Collected data:
PR #509, opened 2016-12-14
Convert build to single build stream

FredKSchott:
- [x] changelog updated

/cc @justinfagnani

### DIFF
--- a/src/build/build.ts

▶ Action item:
Locate and copy each line in the data above that includes the word "build".

▶ Written answer:
Convert build to single build stream
--- a/src/build/build.ts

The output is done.